Cell phone soap operas deliver safe-sex message
TRENTON, N.J. — “Hey baby, you OK?” Mike asks his girlfriend as she sits down next to him.
“Yeah, I’m OK,” Toni says, and she puts her head on his shoulder. Mike thinks it’s safe to move in for a kiss.
“Slow down,” she says, pushing him back. “Just because I’ve decided to take you back, it doesn’t erase the fact that you cheated on me.” He looks away sheepishly.
“Look, we’re going to be using condoms from now on,” Toni says. “And tomorrow, we’re getting tested. And that’s that.”
She kisses him, and Mike manages a little smile.
The scene is from a soap opera with a purpose: to use short videos to go beyond pamphlets on safe sex and deliver the message to women who might otherwise tune it out.
Nurse educator Rachel Jones developed the education campaign, using professional actors and scripts based on focus groups with women in Newark and Jersey City. Mike and Toni and the “other woman,” Valerie, are in a pilot video available online.
“Women who watched the first pilot were getting upset, angry, exacerbated,” said Jones, who teaches at Rutgers University’s College of Nursing in Newark. “Women really saw themselves in that video. We’re really resonating with urban contemporary themes that we believe are relevant to women.”
Jones filmed a series of 12 soap opera vignettes with a Healthcare Foundation of New Jersey grant, and recently received a $2 million National Institutes of Health grant to test the campaign’s effectiveness.
Women in the federal study will watch the 20-minute episodes on their cell phones. Their risk-reduction behavior will be measured against a control group that will receive text messages urging condom use, but no video. A total of 250 women will participate.

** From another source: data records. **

PR #20, opened 2022-11-29
Integrate with DevTools.

polina-c:


test/dart/devtools_integration/_envelopes_test.dart
```diff
@@ -0,0 +1,33 @@
...
+    expect(codesInEnvelopes, hasLength(Codes.values.length));
+  });
+
+  test('envelopes are unique by type', () {
+    final types = Set.from(envelopes.map((e) => e.type));
+    expect(types, hasLength(envelopes.length));
+  });
+
+  for (final message in messages) {
+    test('envelopes preserve original type', () {
```
CoderDake, line 26:
```suggestion
    test('envelopes preserve $runtimeType type', () {
```
When debugging failing tests it can be helpful to include information about which case is being tested, in the name

lib/src/devtools_integration/_envelopes.dart
```diff
@@ -0,0 +1,150 @@
...
+  static Codes byName(String name) =>
+      Codes.values.where((e) => e.name == name).single;
+}
+
+class _JsonFields {
+  static const envelopeCode = 'code';
+  static const content = 'content';
+}
+
+class Envelope<T> {
```
CoderDake, line 47: Some information about could be helpful here:

- what is an envelope?
- what is it used for?
- how do we expect it to behave?
- any other info that might be helpful

lib/src/devtools_integration/primitives.dart
```diff
@@ -0,0 +1,10 @@
+
+// Copyright (c) 2022, the Dart project authors.  Please see the AUTHORS file
+// for details. All rights reserved. Use of this source code is governed by a
+// BSD-style license that can be found in the LICENSE file.
+
+/// Name of extension to integrate the leak tracker with DevDools.
+const String memoryLeakTrackingExtensionName = 'ext.dart.memoryLeakTracking';
+
+/// Version of protocol, executed by the application.
+const String appLeakTrackerProtocolVersion = '1';
```
CoderDake, line 10: Will this be important for caching? 
It may be worth using semver in case we ever need to release incremental patches/fixes etc.

test/dart/devtools_integration/delivery_test.dart
```diff
@@ -0,0 +1,45 @@
...
+
+import '../../test_infra/data/messages.dart';
+
+void main() {
+  setUp(() {
+    verifyTestsCoverAllEnvelopes();
+  });
+
+  for (final message in messages) {
+    test('delivery classes serialize message', () {
```
CoderDake, line 17:
```suggestion
    test('delivery classes serialize ${message.runtimeType} message', () {
```
It would be good to add some message detail to this message to help with future debugging

test/dart/devtools_integration/delivery_test.dart
```diff
@@ -0,0 +1,45 @@
...
+      final envelope = envelopeByType(message.runtimeType);
+
+      switch (envelope.channel) {
+        case Channel.requestToApp:
```
CoderDake, line 21: Doing a switch statement in unit tests decreases readability.
It might be more readable to make separate tests  where you grab the types you want, then operate on those types.

pubspec.yaml
```diff
@@ -1,14 +1,15 @@
 name: leak_tracker
-version: 1.0.0-dev
+version: 1.0.0-1.0.dev
```
CoderDake, line 2:
```suggestion
version: 1.0.0-dev.1.0
```
Semver rules have the prelease with the name before the pre-release version
https://semver.org/#spec-item-9

lib/src/devtools_integration/primitives.dart
polina-c: I expect it to be simple. For now I want to check version. When we need to introduce breaking changes, we will decide how complicated it should be.

CoderDake (approved):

“What we believe will happen is that knowledge alone is not effective at changing behaviors,” Jones said. “We believe that women in the community will so identify with heroines in the story their own behaviors will change as well.”
The scripts feature “nitty-gritty stories of risk and risk reduction” that women can identify with, she said, adding that cell phone viewing ensures privacy and offers the viewer the chance to watch again and again as desired.
Jones has dedicated her career to reducing HIV/AIDS among young, urban black and Latina women, who are being infected at an epidemic rate. Some 82 percent of the infections affecting 18- to 29-year-olds are transmitted through heterosexual sex with an HIV-infected partner, she said.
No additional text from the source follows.